As with any benzo medication, medical detox is needed for Valium detox, and users should never attempt to detox from Valium without medical supervision. At a treatment facility, professional healthcare workers will conduct a full mental and psychological evaluation of a client before beginning the process of weaning them off Valium. This has to be done carefully, to avoid triggering the worst of the withdrawal symptoms; to that end, staff may administer anticonvulsant, anti-seizure, or antianxiety medications to ease the process.
In addition to medical detox, comprehensive therapy is needed to address the root reasons that led to addiction in the first place. It is vital to learn how to process the mental and emotional damage done by Valium addiction, as well as how to function in day-to-day life without the crutch of reaching for a bottle of pills. That insight comes from therapy, where the client and therapist work together on formulating strategies to help the client deal with the temptation to use Valium and how to respond to the situations that give rise to those temptations.

A key tool in this stage of treatment is a form of therapy known as Cognitive Behavioral Therapy, which works by examining the client’s thought and behavioral patterns, attempting to discern the processes that led to addiction. Once these patterns are understood, a therapist can guide the client towards forming newer, healthier patterns that can be used as a defense against the threat of relapse. The University of Washington explains that the concept of identifying and correcting harmful thought processes is the foundation of relapse prevention.
Once clients have completed this formalized treatment, it is imperative that they connect with a support group that can help them keep the tenets of therapy fresh in mind. To this point, 12-Step groups and other aftercare programs give the client a network of peers who have been through similar experiences and speak the language of this stage of recovery. These peers are there if the client needs someone to talk to, and they can provide companionship and solidarity when saying “no”to Valium becomes a struggle.

Outpatient Treatment

Group TherapyClients may be given the option of outpatient treatment if the Valium addiction is not severe to the point that it warrants observation and protection from relapse triggers. This possibility may present itself if individuals seek help at a relatively early stage in the addiction, before they become physically and psychologically dependent on Valium to make it through the day. Regardless of which form of treatment is deemed appropriate ” inpatient or outpatient ” for rehab, medical detox with 24-hour supervision is recommended for Valium detox.
As an outpatient, the client returns home each night. In fact, after participating in therapy sessions, or receiving their dosage of medication, clients may be free to return to their private lives, engaging in work, academic, or family obligations. However, The Fix warns that one of the many conditions placed on clients who qualify for outpatient treatment is that their visits to treatment centers have to be frequent and regular, perhaps requiring them to spend a majority of their day there.

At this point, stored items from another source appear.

PR #295, opened 2020-04-15
PLANNER-1954: Update quickstart chapater to use runLocally.sh

yurloc:
## Script updates
- Add air mode support to the script.
- Allow to download a region if it has no sub-regions to choose from instead of having to go back.
- Rename VRP dir from `.vrp` to `.optaweb-vehicle-routing`. @ge0ffrey is this OK?

## Documentation updates
- Quickstart chapter uses `runLocally.sh`. It's much simpler now.
- Manual instructions moved to a separate chapter so that they can be used by Windows users.


yurloc:
I'll confirm the name of the config dir (`~/.optaweb-vehicle-routing`) with Geoffrey today and merge after that.

PR #304, opened 2020-05-07
PLANNER-1946: Upgrade to the latest @patternfly/react-core

riccardo-forina:
It looks like a more recent version of Typescript is required, so this
also updates Typescript to the latest version available.

CRA gives a warning using this version of Typescript tho:

```
Creating an optimized production build...
=============

WARNING: You are currently running a version of TypeScript which is not officially supported by typescript-estree.

You may find that it works just fine, or you may not.

SUPPORTED TYPESCRIPT VERSIONS: >=3.2.1 <3.5.0

YOUR TYPESCRIPT VERSION: 3.8.3

Please only submit bug reports when using the officially supported version.

=============
```

AFAIK it's benign and can be ignored, but it would be a good idea to
update CRA too.

### DIFF
--- a/optaweb-vehicle-routing-frontend/package-lock.json
+++ b/optaweb-vehicle-routing-frontend/package-lock.json
@@ -1662,36 +1662,24 @@
       "integrity": "sha512-5fA7ZG9AVTNl9lNHfAdQqcBv/PjLp3yfsin1lv0gNSwrP2X4zz2mgFd5WMjeBjenZ5WfNzWQSJTnsqsx/LzMZw=="
     },
     "@patternfly/react-core": {
-      "version": "3.30.1",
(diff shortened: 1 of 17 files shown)


kie-ci10:
Can one of the admins verify this PR? Comment with 'ok to test' to start the build.

yurloc:
@riccardo-forina Thanks man! The idea of upgrading TypeScript already crossed my mind but I'd have spent several hours investigating other options before trying this.

Can you give this PR another round and update test snapshots so that we have a green build? To do that, you would:
- run `npm test`
- when it finishes hit `U` to update snaphots
- commit the changes and push

Let me know if you don't have the bandwidth to do that. I'll open a new PR and keep your commit to give you proper credit.

yurloc:
ok to test

PR #326, opened 2020-06-05
Remove Toolbar (dead code)

yurloc:


yurloc:
Todo: update the comment and mention that `Toolbar` has been removed and should be replaced with `PageHeaderTools` or remove it completely.

https://www.patternfly.org/v4/documentation/react/overview/upgrade-guide#page

PR #335, opened 2020-07-24
BXMSPROD-883 pull request flow on github actions

Ginxo:
https://issues.redhat.com/browse/BXMSPROD-883

### DIFF
--- a/.github/workflows/pull_request.yml
+++ b/.github/workflows/pull_request.yml
@@ -1,3 +1,5 @@
+on: [ workflow_dispatch ]
+
 jobs:
   build-chain:
     runs-on: ubuntu-latest
--- a/.github/workflows/pull_request.yml
+++ b/.github/workflows/pull_request.yml
@@ -1,0 +1,16 @@
+jobs:
+  build-chain:
+    runs-on: ubuntu-latest
+    name: Build Pull Request
+    steps:
+    - uses: actions/checkout@v2
+    - name: Build Chain
+      id: build-chain
+      uses: Ginxo/github-action-build-chain@master
+      with:
+        parent-dependencies: 'optaweb-employee-rostering'
+        child-dependencies: 'kie-wb-distributions'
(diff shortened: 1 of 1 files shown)


.github/workflows/pull_request.yml
```diff
@@ -0,0 +1,16 @@
...
+  build-chain:
+    runs-on: ubuntu-latest
+    name: Build Pull Request
+    steps:
+    - uses: actions/checkout@v2
+    - name: Build Chain
+      id: build-chain
+      uses: Ginxo/github-action-build-chain@master
+      with:
+        parent-dependencies: 'optaweb-employee-rostering'
```
yurloc, line 11: Why not `parent-dependencies: 'optaplanner'`? This project doesn't depend on optaweb-employee-rostering.

mareknovotny: I agree this dependency definition is not correct, this comes only from the [repository-list.txt](https://github.com/kiegroup/droolsjbpm-build-bootstrap/blob/master/script/repository-list.txt). The logical dependency is optaplanner as @yurloc suggested

.github/workflows/pull_request.yml
```diff
@@ -0,0 +1,16 @@
+jobs:
+  build-chain:
+    runs-on: ubuntu-latest
+    name: Build Pull Request
+    steps:
+    - uses: actions/checkout@v2
+    - name: Build Chain
+      id: build-chain
+      uses: Ginxo/github-action-build-chain@master
```
mareknovotny, line 9: Could we move this to kiegroup organization?

Ginxo: yes we can, moving it

.github/workflows/pull_request.yml
Ginxo: this is something pending from my side. It also depends on kie-wb-common, for instance. Just trying to reproduce the same behavior we have in Jenkins and once it is stable I will add the proper parent dependencies. Do you agree?

.github/workflows/pull_request.yml
Ginxo: @mareknovotny done!

.github/workflows/pull_request.yml
yurloc: Yes, that makes sense. Let's first reproduce the original process and then optimize it.

PR #342, opened 2020-08-04
PLANNER-2067: Remove location's distance from the matrix

### LINKED ISSUE #83: Clean up distance matrix and database after removing a location

yurloc:
https://issues.redhat.com/browse/PLANNER-2067

Also fixes #83.

### DIFF
--- a/optaweb-vehicle-routing-backend/src/main/java/org/optaweb/vehiclerouting/plugin/routing/GraphHopperRouter.java
+++ b/optaweb-vehicle-routing-backend/src/main/java/org/optaweb/vehiclerouting/plugin/routing/GraphHopperRouter.java
@@ -25,6 +25,7 @@ import com.graphhopper.reader.osm.GraphHopperOSM;
 import com.graphhopper.util.PointList;
 import com.graphhopper.util.shapes.BBox;
 import org.optaweb.vehiclerouting.domain.Coordinates;
+import org.optaweb.vehiclerouting.service.distance.DistanceCalculationException;
 import org.optaweb.vehiclerouting.service.distance.DistanceCalculator;
 import org.optaweb.vehiclerouting.service.region.BoundingBox;
 import org.optaweb.vehiclerouting.service.region.Region;
@@ -72,7 +73,7 @@ class GraphHopperRouter implements Router, DistanceCalculator, Region {
         GHResponse ghResponse = graphHopper.route(ghRequest);
         // TODO return wrapper that can hold both the result and error explanation instead of throwing exception
         if (ghResponse.hasErrors()) {
-            throw new RuntimeException("No route", ghResponse.getErrors().get(0));
+            throw new DistanceCalculationException("No route", ghResponse.getErrors().get(0));
         }
         return ghResponse.getBest().getTime();
     }
--- a/optaweb-vehicle-routing-backend/src/test/java/org/optaweb/vehiclerouting/plugin/persistence/DistanceRepositoryImplTest.java
+++ b/optaweb-vehicle-routing-backend/src/test/java/org/optaweb/vehiclerouting/plugin/persistence/DistanceRepositoryImplTest.java
@@ -75,4 +75,16 @@ class DistanceRepositoryImplTest {
                 // which turns -1 into -0, so this test wouldn't kill that mutation without the following:
                 .isNotZero();
     }
+
+    @Test
+    void should_delete_distance_by_location_id() {
+        repository.deleteDistances(from);
+        verify(crudRepository).deleteByFromIdOrToId(from.id());
+    }
+
+    @Test
+    void should_delete_all_distances() {
+        repository.deleteAll();
+        verify(crudRepository).deleteAll();
+    }
 }
--- a/optaweb-vehicle-routing-backend/src/main/java/org/optaweb/vehiclerouting/plugin/persistence/DistanceCrudRepository.java
+++ b/optaweb-vehicle-routing-backend/src/main/java/org/optaweb/vehiclerouting/plugin/persistence/DistanceCrudRepository.java
@@ -19,6 +19,7 @@ package org.optaweb.vehiclerouting.plugin.persistence;
 import org.springframework.data.jpa.repository.Modifying;
 import org.springframework.data.jpa.repository.Query;
 import org.springframework.data.repository.CrudRepository;
+import org.springframework.data.repository.query.Param;
 import org.springframework.transaction.annotation.Transactional;
 
 /**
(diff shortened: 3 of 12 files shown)


optaweb-vehicle-routing-backend/src/main/java/org/optaweb/vehiclerouting/plugin/routing/GraphHopperRouter.java
```diff
@@ -72,7 +73,7 @@ public long travelTimeMillis(Coordinates from, Coordinates to) {
         GHResponse ghResponse = graphHopper.route(ghRequest);
         // TODO return wrapper that can hold both the result and error explanation instead of throwing exception
         if (ghResponse.hasErrors()) {
-            throw new RuntimeException("No route", ghResponse.getErrors().get(0));
+            throw new DistanceCalculationException("No route", ghResponse.getErrors().get(0));
```
triceo, line 76: Personally, I don't see the need to create a new exception type which doesn't provide anything extra on top of `RuntimeException` - except that it perhaps should've been `IllegalStateException`. A more descriptive message avoids the need for a new exception type.

optaweb-vehicle-routing-backend/src/test/java/org/optaweb/vehiclerouting/plugin/persistence/DistanceRepositoryImplTest.java
```diff
@@ -75,4 +75,16 @@ void should_return_negative_number_when_distance_not_found() {
                 // which turns -1 into -0, so this test wouldn't kill that mutation without the following:
                 .isNotZero();
     }
+
+    @Test
+    void should_delete_distance_by_location_id() {
```
triceo, line 80: `asFarAsIKnowWeUseCamelCaseEvenInTestMethodNames`. Although I see that the damage has already been done long before, and pretty consistently.

optaweb-vehicle-routing-backend/src/main/java/org/optaweb/vehiclerouting/plugin/routing/GraphHopperRouter.java
yurloc: 1. Generic exceptions shouldn't be thrown. SonarCloud [warns about that](https://sonarcloud.io/project/issues?id=org.optaweb.vehiclerouting%3Aoptaweb-vehicle-routing&issues=AW5u71hIs0lcjfPwd2a8&open=AW5u71hIs0lcjfPwd2a8).
2. Throwing a more specialized exception type makes testing more precise.
3. I'm not against reusing existing Java exceptions but IllegalStateException's [description](https://docs.oracle.com/javase/8/docs/api/java/lang/IllegalStateException.html) doesn't fit this situation.

triceo: I agree it shouldn't have been a `RuntimeException`, as that is indeed generic. If not `IllegalStateException` either, then for sure `IllegalArgumentException`, as that's what it is - an illegal combination of arguments.

optaweb-vehicle-routing-backend/src/test/java/org/optaweb/vehiclerouting/plugin/persistence/DistanceRepositoryImplTest.java
yurloc: `theDamageHasBeenDoneALongTimeAgoInAGalaxyFarFarAway`

`im_only_trying_not_to_repeat_the_same_mistake_over_and_over`

On the occasion of starting a project from scratch I took the liberty to try a different approach. I applied it consistently and it has proven to work very well, otherwise I would have reverted it as I have done with other "experiments" that didn't work out very well.

`snake_case` is easier to read and by that it encourages writing a greater amount of small, focused tests that have a clear purpose defined by the method name (which helps to keep the test scope limited). When a test fails it's faster to realize what functionality is broken.

triceo: We seem to have a difference of opinion. I don't understand how having *longer* test names which look *different* than any other names in the code makes anything better.

Still, if test granularity and understanding of results is what you're after, I suggest you explore test nesting, available in JUnit 5.

yurloc: Hmm, nested tests are more about sharing different setup conditions with different groups of test methods. It solves a different problem but yes, it looks useful. I'll try to use it as soon as I come across a test that would benefit from this approach (#344).

BUT, having seen the JUnit 5 docs chapter about nested test classes, I noticed there is another tool that solves exactly the problem `i_tried_to_solve_using_snake_case` test methods names, and that's `@DisplayName("should do something")` (#345).

optaweb-vehicle-routing-backend/src/main/java/org/optaweb/vehiclerouting/plugin/routing/GraphHopperRouter.java
yurloc: IllegalArgumentException: Thrown to indicate that a method has been passed an illegal or inappropriate argument.

I don't think that applies either. `[100,0]` might be considered an illegal argument as a latitude over 90° is not a valid coordinate.

Anyway, a runtime exception indicates a programming error. As a programmer you have no way to check whether there is a route between `from` and `to` coordinates other than calling the method, so I actually think that a better approach would be to return a response object that holds either a value or an error.

triceo: Yes, some kind of an `Either` construct would be ideal - I was assuming we don't have that.

yurloc: We don't but it's emerging... https://www.baeldung.com/vavr-try.

triceo: I was using that for a while. Not a bad library, but I found that adding a 1MB JAR for 1 class just wasn't worth it for me.

yurloc:
@Christopher-Chianelli can you take a quick look? I'm specifically looking for another pair of eyes for the `CrudRepository` and the new `@Query` and the rest of the magic annotations. You have more experience with Spring Data than me.

PR #349, opened 2020-08-13
PLANNER-2111: Add distance matrix calculation benchmark

yurloc:


optaweb-vehicle-routing-backend/src/main/java/org/optaweb/vehiclerouting/domain/Location.java
```diff
@@ -61,8 +65,9 @@ public int hashCode() {
 
     @Override
     public String toString() {
-        return "Location ["
-                + id +
-                "]: '" + description() + "'";
+        if (description().isEmpty()) {
```
rsynek, line 68: Maybe a ternary operator would make it shorter and more clear?

pom.xml
```diff
@@ -35,6 +35,7 @@
   <!-- Modules are sorted in preferred build order. -->
   <modules>
     <module>optaweb-vehicle-routing-backend</module>
+    <module>optaweb-vehicle-routing-benchmark</module>
```
triceo, line 38: May I suggest we don't call this a "benchmark"?

In the context of OptaPlanner, "benchmark" already has a very specific meaning - the result of the OptaPlanner benchmarker. In fact, Optaweb Employee Rostering does have a module called "benchmark", and it contains exactly this other kind of benchmark. In my opinion, this naming here causes needless confusion.

Also, I don't think that this module needs to exist at all. It's a very specific, one-off thing that might as well have its own repo. And that repo may even be a personal one, not a `kiegroup` one.

optaweb-vehicle-routing-benchmark/src/main/java/org/optaweb/vehiclerouting/benchmark/DataSetGenerator.java
```diff
@@ -0,0 +1,105 @@
...
+        maxDescriptionLength = problem.visits().stream().mapToInt(v -> v.description().length()).max().orElse(0);
+    }
+
+    static LocationData nextDatSetItem(RoutingProblem problem, int i) {
+        return problem.visits().get(i % problem.visits().size());
+    }
+
+    static Coordinates randomize(Coordinates coords) {
+        return Coordinates.valueOf(
+                coords.latitude().doubleValue() + Math.random() * 0.08 - 0.04,
```
rsynek, line 55: Could you please explain the numbers here?

optaweb-vehicle-routing-benchmark/src/main/java/org/optaweb/vehiclerouting/benchmark/StopWatch.java
```diff
@@ -0,0 +1,82 @@
...
+import java.util.ArrayList;
+import java.util.List;
+
+class StopWatch {
+
+    private final long startTime;
+    private long stopTime;
+    private long lastLap;
+    private int lapCount = 0;
+    private final List<Lap> laps = new ArrayList<>(1010);
```
rsynek, line 31: Why is the ArrayList's capacity initialized with this number?

optaweb-vehicle-routing-benchmark/README.adoc
```diff
@@ -0,0 +1,31 @@
...
+Measures distance matrix calculation for N locations using GraphHopper.
+
+.Prerequisites
+* The Belgium OSM file must exist in `local/openstreetmap/belgium-latest.osm.pbf` relative to the working directory.
+
+== Usage
+
+[source]
+----
+java [THREAD_COUNT] -jar target/optaweb-vehicle-routing-benchmark-VERSION-exec.jar [LOCATION_COUNT] [OUTPUT_FILE_NAME]
```
rsynek, line 12: The [THREAD_COUNT] argument is in my opinion misleading; the reader learns it's a system property in fact just in the middle of the text below, while the other arguments are just simple options.

optaweb-vehicle-routing-benchmark/src/main/java/org/optaweb/vehiclerouting/benchmark/StopWatch.java
yurloc: Because the recommended number of locations to test is 1 - 1000. I originally wanted to measure the calculation time for a 1001th location being added to a matrix with 1000 locations so I made the list size slightly higher.

optaweb-vehicle-routing-benchmark/README.adoc
yurloc: Yes. It's a bit different from the other ones but on conceptual level it's correct. In my opinion, it makes the usage example easier to read and understand.

I considered
```
java [-Djava.util.concurrent.ForkJoinPool.common.parallelism=THREAD_COUNT] \
-jar target/optaweb-vehicle-routing-benchmark-VERSION-exec.jar [LOCATION_COUNT] [OUTPUT_FILE_NAME]
```
too long.

yurloc: Wdyt?

optaweb-vehicle-routing-benchmark/src/main/java/org/optaweb/vehiclerouting/benchmark/StopWatch.java
yurloc: Let's add a comment over there?

optaweb-vehicle-routing-benchmark/src/main/java/org/optaweb/vehiclerouting/benchmark/DataSetGenerator.java
yurloc: That's ± 0.04° (± 4,4 km).

optaweb-vehicle-routing-benchmark/README.adoc
rsynek: I don't think it's too long, but it's very clear regarding in what format is a user supposed to pass the option.

If you want to keep the original notation, let's mention it's this system property right on the first line of the argument's description.

optaweb-vehicle-routing-benchmark/src/main/java/org/optaweb/vehiclerouting/benchmark/DataSetGenerator.java
rsynek: Thanks, maybe a short comment would help.

pom.xml
yurloc: ### Naming

I can rename it to `benchmarks` so that it can accommodate benchmarks for other components in the future. My decision was to make that decision later when the need comes.

In my opinion it's a `benchmark` module no matter if it contains a benchmark for a single component or many components or even different types of benchmarks (micro, macro).

### Home
We're going to share the data next week with a specific group of people. They might want to run the benchmark themselves, so the code should be accessible somewhere.

I'm thinking about trying different GraphHopper modes to see if we can tweak it to get better performance. In that situation, it will come handy. Someone else might get into the same situation so I prefer to have it available in the upstream repo instead of a "random" fork.

We could use a feature branch but the code won't be maintained there so you'd have to rebase on master when you wanted to run the benchmark. The code will be always up to date and ready to run on `master` on the other hand.

### Productization
Everything that lands on master will be eventually shipped with the product. Is there a problem with shipping this? If yes, we can put it on a branch or tweak distribution assembly to exclude this module.

yurloc:
@rsynek Interesting. I didn't observe such variability. Can you try one more time? A possible explanation could be that on the first run GraphHopper builds a graph from the OSM file and that could somehow affect the performance of the following calculation.

pom.xml
yurloc: But yes, I get your point. From a point of view this is an almost one-time thing that will maybe be used by me a couple of times and adds a little value to the project and some maintenance cost. We don't have to merge all of the code that has been written.

If there are strong concerns about adding this to master now, I'll close this and push the code to a feature branch so that it can be shared. We can decide whether it should go to master later.

rsynek:
> @rsynek Interesting. I didn't observe such variability. Can you try one more time? A possible explanation could be that on the first run GraphHopper builds a graph from the OSM file and that could somehow affect the performance of the following calculation.

Consecutive runs are far more similar to each other -> it was truly just the first run.

pom.xml
triceo: To clarify my opinion: I don't see a reason to add this to this repo at all. It's a Maven module - you can keep it as a Maven project in your own Github profile. That way, it can be shared with anyone who wants to use it, and doesn't have any impact on what we ship.

yurloc: Lukas, do you see any good reasons not to add distance matrix benchmark code to this repo? I can feel you're against that idea but I still haven't understood your motivation. What's the risk or cost of landing this on `master`.

triceo: - It is one-off code, with no real product demand driving this. It means maintenance forever, with no one asking for it. It is a self-inflicted burden. I have several useful tools I use for my work in my own profile, and I understand they should not be merged, as they are too specific for a particular purpose. (Case in point: https://github.com/triceo/optaplanner-score-director-factory-benchmark)
- If it were to become an official benchmark, it'd have to be somewhat more scientific and reproducible. As we see in other comments here, this one does not provide consistent results on repeated runs.
- The naming (`benchmark`) is confusing, in the context of the wider OptaPlanner project.

PR #357, opened 2020-08-28
Make DataSetMarshaller null-safe

yurloc:
When a YAML data set contains:

```
vehicles:
```

meaning the attribute is present without a value, the corresponding Java
field is set to null regardless the initial value of the field. We can't
control this. The solution is to make the code working with DataSet
null-safe.

### DIFF
--- a/optaweb-vehicle-routing-backend/src/main/java/org/optaweb/vehiclerouting/service/demo/dataset/DataSet.java
+++ b/optaweb-vehicle-routing-backend/src/main/java/org/optaweb/vehiclerouting/service/demo/dataset/DataSet.java
@@ -16,7 +16,6 @@
 
 package org.optaweb.vehiclerouting.service.demo.dataset;
 
-import java.util.ArrayList;
 import java.util.List;
 
 /**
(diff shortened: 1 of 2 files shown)


optaweb-vehicle-routing-backend/src/main/java/org/optaweb/vehiclerouting/service/demo/dataset/DataSet.java
```diff
@@ -71,7 +70,7 @@ public void setDepot(DataSetLocation depot) {
     /**
      * Visits.
      *
-     * @return visits
+     * @return visits (may be {@code null})
      */
     public List<DataSetLocation> getVisits() {
         return visits;
```
rsynek, line 76: Have you considered returning `Collections.emptyList()` if the list is `null`?

yurloc: Yes. I don't think this class should be responsible for that. I know a nice API should never return `null` but this class is not part of an API. For context, it's used for this:
```java
DataSet unmarshalToDataSet(Reader reader) {
    return mapper.readValue(reader, DataSet.class);
}
```
so it is a dumb DTO and I prefer it to faithfully represent the result of reading a file with the Jackson object mapper. The fact that `DataSet` can contain `null`s is then taken care of in `DataSetMarshaller`.

rsynek (approved):

optaweb-vehicle-routing-backend/src/main/java/org/optaweb/vehiclerouting/service/demo/dataset/DataSet.java
yurloc: It is a glue code between my code and the Jackson framework, which [requires](http://fasterxml.github.io/jackson-databind/javadoc/2.11/com/fasterxml/jackson/databind/ObjectMapper.html) the reading/writing class to be a basic POJO so I'd rather avoid doing smart things (like `Optional<String> getName() { ... }`) here.

PR #364, opened 2020-09-10
Move IDE setup instructions

yurloc:


optaweb-vehicle-routing-docs/src/main/asciidoc/appendix-contributing.adoc
```diff
@@ -0,0 +1,33 @@
+[appendix]
+[[contributing]]
+= Contributing
```
emmurphy1, line 3: Contributing to Optaweb Vehicle Routing? Try to make the title more specific.

yurloc:
@Christopher-Chianelli it's probably a good idea to replicate this to Employee Rostering as well to keep the two repos in sync. Any comments?

Christopher-Chianelli (approved):

Christopher-Chianelli:
It would be a good idea to have a CONTRIBUTING page for OptaWeb Employee Rostering; somethings need to be changed though (we don't have mvnw, for example).

yurloc:
@Christopher-Chianelli yes that's correct and you have a valid point. I'm not going to expand the docs in that direction in this PR because that's way outside its scope. I have filed a follow-up issue (#376) to maybe add that piece of information later. On the other hand, the documentation doesn't need to be complete but it needs to be accurate :slightly_smiling_face:.

PR #245, opened 2019-03-01
Adding Google address autocomplete, with correct formatting.

kimhansen:
### Pull Request check-list


web/se/static/js/helpers/format.js
```diff
@@ -102,20 +102,44 @@ function formatASICAction(payload) {
...
+                address += val + format[counter++]
+            }
+        }
+    }
+    address += country;
+    return address;
+}
+
+function handleMessage(response, successMessage, errorMessage) {
+    if (response.errors != "") {
```
rdmrocha: if response.errors is an array of errors, we should be checking the length. otherwise line 140 might throw

web/se/static/js/helpers/format.js
```diff
@@ -102,20 +102,44 @@ function formatASICAction(payload) {
...
+var componentForm = {
+    street_number: 'short_name',
+    route: 'long_name',
+    locality: 'long_name',
+    administrative_area_level_1: 'short_name',
+    country: 'long_name',
+    postal_code: 'short_name'
+};
+
+var format = [" ", ", ", ", ", ", ", ", "]
```
rdmrocha: why var and not let? not critical, but just good practice

web/se/static/js/helpers/format.js
```diff
@@ -102,20 +102,44 @@ function formatASICAction(payload) {
...
+
+function getGoogleAddress(place) {
+    let address = ""
+    let country = ""
+    counter = 0
+    for (var i = 0; i < place.address_components.length; i++) {
```
rdmrocha: why var and not let? not critical, but just good practice

web/se/static/js/helpers/format.js
```diff
@@ -102,20 +102,44 @@ function formatASICAction(payload) {
...
+        var addressType = place.address_components[i].types[0];
```
rdmrocha: why var and not let? not critical, but just good practice

web/se/static/js/helpers/format.js
```diff
@@ -102,20 +102,44 @@ function formatASICAction(payload) {
...
+        if (componentForm[addressType]) {
+            var val = place.address_components[i][componentForm[addressType]];
```
rdmrocha: why var and not let? not critical, but just good practice

web/se/static/js/helpers/format.js
```diff
@@ -102,20 +102,44 @@ function formatASICAction(payload) {
...
-//         break
-//     case "lodgeupdateshareholder_address":
-//         text = "Update Shareholder Address"
-//         break
-//     default:
-//         text = "-"
-//     }
-//     return text
-// }
+var componentForm = {
```
rdmrocha: why var and not let? not critical, but just good practice

web/se/static/js/helpers/format.js
```diff
@@ -102,20 +102,44 @@ function formatASICAction(payload) {
...
+            } else {
+                address += val + format[counter++]
+            }
+        }
+    }
+    address += country;
+    return address;
+}
+
+function handleMessage(response, successMessage, errorMessage) {
```
rdmrocha: why are we even looking at errorMessage is none of the callers is sending a custom errorMessage. If not needed yet, please don't push as it might create confusion or legacy afterwards. If you plan on adding these custom error messages soon, please include the in the PR otherwise the method is  just doing an extra if every single time and the call stack needs to send more parameters every single time.

pedroarelo:
This conflicts with google chrome address fields.

screenshot 2019-03-01 at 11 44 38

web/se/static/js/helpers/format.js
kimhansen: yes, good point

web/se/static/js/helpers/format.js
kimhansen: error messages coming Monday/Tuesday

PR #247, opened 2019-03-02
Feat/k shareholders announcements improvements

kimhansen:
### Pull Request check-list


web/se/static/components/se/shareholders/dashboard/dashboard_activity.tag
```diff
@@ -1,21 +1,73 @@
...
 
     <script>
         let thizz = this;
+        thizz.state = '';
+        thizz.organisations = [];
+        thizz.messages = [];
+
+        // called when receiving data from server
+        thizz.onOrganisationDataReceived = function(data) {
+            if (thizz.organisations.length == 0) {
```
rdmrocha: data can have errors.you should check for that

web/se/static/components/se/shareholders/dashboard/dashboard_activity.tag
```diff
@@ -1,21 +1,73 @@
...
+                thizz.organisations = data.shareholderOrganisations
+            }
+            thizz.messages = data.shareholderMessage
```
rdmrocha: I would do something like thizz.messages = formatMessages(data.shareholderMessage) in order to keep formatMessages generic, reusable and not dependent on local context variables. There's nothing wrong with this approach in terms of functionality, but it's a best practice to only use global or context vars when needed.

kimhansen: Yes, it is better. I have fixed that.

PR #248, opened 2019-03-03
Creating announcements, instead of message popup.

kimhansen:
### Pull Request check-list


web/se/static/components/se/shareregistry/shareregistry_announcement_details.tag
```diff
@@ -0,0 +1,159 @@
...
+            <input show={ state != 'details' } type="submit" class="btn waves-effect" value="Send"></input>
+        </div>
+    </form>
+
+    <script>
+        let thizz = this
+        thizz.announcement = opts.announcement
+        thizz.state = opts.state
+        thizz.title = "Announcement Details"
+        thizz.canEditShareregistry = eval(riot.app.store.getCanEditShareregistry())
```
rdmrocha: why the eval? getCanEditShareregistry already returns a boolean so I don't really understand the need for this

web/se/static/components/se/shareregistry/shareregistry_announcement_details.tag
```diff
@@ -0,0 +1,159 @@
...
+            else {
+                thizz.refs.subject.value = ""
+                thizz.refs.body.value = ""
+            }
+            thizz.update()
+        }
+
+        thizz.submitCancel = function() {
+            if (thizz.state == 'add' || thizz.state == 'details') {
+                riot.app.events.triggerOrganisationChange(thizz.announcement.organisationId);
```
rdmrocha: why are we triggering an organisationChange on cancel?? are you trying to force an update on the other views?

web/se/static/components/se/shareregistry/shareregistry_announcements.tag
```diff
@@ -0,0 +1,106 @@
...
+
+    <div class="empty" if={ state == "" } show={ announcements.length <= 0 }>
+        List is empty
+    </div>
+
+    <script>
+        let thizz = this;
+        thizz.announcements = [];
+        thizz.announcement = null;
+        thizz.canEditShareregistry = eval(riot.app.store.getCanEditShareregistry())
```
rdmrocha: same as above: why eval?

web/se/static/components/se/shareregistry/shareregistry_announcements.tag
```diff
@@ -0,0 +1,106 @@
...
+
+        // called when receiving data from server
+        thizz.onOrganisationDataReceived = function(data) {
+            thizz.announcements = data.shareholderMessage
```
rdmrocha: data can contain errors and we should check for them

rdmrocha: I would do something like **_thizz. announcements = formatAnnouncements(data. shareholderMessage)_** in order to keep formatAnnouncements generic, reusable and not dependent on local context variables. There's nothing wrong with this approach in terms of functionality, but it's a best practice to only use global or context vars when needed.

web/se/static/components/se/shareregistry/shareregistry_announcement_details.tag
kimhansen: I will fix the eval in another PR, as it is not only for announcements.

web/se/static/components/se/shareregistry/shareregistry_announcement_details.tag
kimhansen: Yes, removed. Shouldn't be needed.

web/se/static/components/se/shareregistry/shareregistry_announcements.tag
kimhansen: Yes, I have improved this.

Outpatient clients are also encouraged to join a 12-Step group to help with the reality of maintaining their abstinence. Regardless of treatment status, a Valium addiction is still an addiction, and sobriety needs to be protected and nurtured.

As with most prescription drug addictions, developing a dependence on Valium can feel like adding insult to injury: the supposed “miracle cure”for anxiety or insomnia becomes its own source of stress and worry. With treatment, however, recovery and health are always possible, and the same Valium addiction that threatened to overwhelm your life can become a thing of the past.